Juan I. Arnaboldi 2 min read

The fundamental principle

In my experience at the Buenos Aires Prison System, I learned something the tech industry calls “Zero Trust”: never trust, always verify.

Every door has a protocol. Every movement is recorded. Every access is individually authorized. It doesn’t matter if you’re the director or a new officer: the system treats you the same.

Applying Zero Trust to development

When I develop systems for critical institutions, I apply these same principles:

1. Continuous verification

It’s not enough to authenticate once. Every sensitive operation requires re-verification.

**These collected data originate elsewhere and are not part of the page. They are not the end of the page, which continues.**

PR #1732, opened 2022-08-26
[tempo-distributed] Add log_received_spans option

faustodavid:
The feature https://github.com/grafana/tempo/pull/1465 was added to Tempo v1.5.0 which made `log_received_traces` deprecated and replaced with `log_received_spans` with extra options.


joe-elliott (approved):
Nice addition. Thx again, Fausto.

PR #1747, opened 2022-08-30
[loki-stack] update loki chart dependency

jrockway:
This is mostly an attempt to get a k8s v1.25 compatible install.  I hope it's really this easy, but this PR mostly exists to see if CI passes ;)

The "contributing guidelines" suggest bumping the version number for each change.  I don't know if that's actually the procedure, but I did it.  It seems like there were no breaking changes mentioned in the Loki README since 2.13.0 (i.e. not from 2.14 to 2.15 which this PR updates), so I just did a patch number bump here.

### DIFF
--- a/charts/loki-stack/Chart.yaml
+++ b/charts/loki-stack/Chart.yaml
@@ -1,6 +1,6 @@
 apiVersion: "v1"
 name: loki-stack
-version: 2.8.0
+version: 2.8.1
 appVersion: v2.6.1
 kubeVersion: "^1.10.0-0"
 description: "Loki: like Prometheus, but for logs."
--- a/charts/loki-stack/requirements.yaml
+++ b/charts/loki-stack/requirements.yaml
@@ -2,7 +2,7 @@ dependencies:
 - name: "loki"
   condition: loki.enabled
   repository: "https://grafana.github.io/helm-charts"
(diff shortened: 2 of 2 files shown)


charts/loki-stack/Chart.yaml
```diff
@@ -1,14 +1,14 @@
...
 home: https://grafana.com/loki
 icon: https://raw.githubusercontent.com/grafana/loki/master/docs/sources/logo.png
 sources:
-- https://github.com/grafana/loki
+    - https://github.com/grafana/loki
 maintainers:
-- name: Loki Maintainers
-  email: lokiproject@googlegroups.com
+    - name: Loki Maintainers
+      email: lokiproject@googlegroups.com
```
zanhsieh, line 13: Is this change relevant? If not, could you restore it?

zanhsieh (changes requested):

charts/loki-stack/Chart.yaml
jrockway: Not relevant, automation gone wrong.  It's fixed now.

jrockway:
I've repaired the indentation changes.  Please take another look.

zanhsieh (approved):

PR #33, opened 2021-11-29
build wheels for macOS M1 too

PhilipVinc:


wesselb:
Very sweet. Thank you @PhilipVinc, as so many times before!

async function performCriticalOperation(userId: string, operation: Operation) {
  // Verify active session
  const session = await verifyActiveSession(userId);

  // Check permissions for this specific operation
  const hasPermission = await checkOperationPermission(userId, operation);

  // Log attempt before execution
  await auditLog.record({
    userId,
    operation,
    timestamp: new Date(),
    status: 'attempted'
  });

  if (!session || !hasPermission) {
    throw new UnauthorizedError();
  }

  // Execute and log result
  const result = await operation.execute();
  await auditLog.record({
    userId,
    operation,
    timestamp: new Date(),
    status: 'completed',
    result
  });

  return result;
}

2. Least privilege

Every user has exactly the permissions they need. No more, no less.

3. Total auditing

Everything is logged. Who, what, when, from where.

Conclusion

Systems that cannot fail require a different approach. Experience in security institutions teaches that trust is not a state, it’s a continuous process of verification.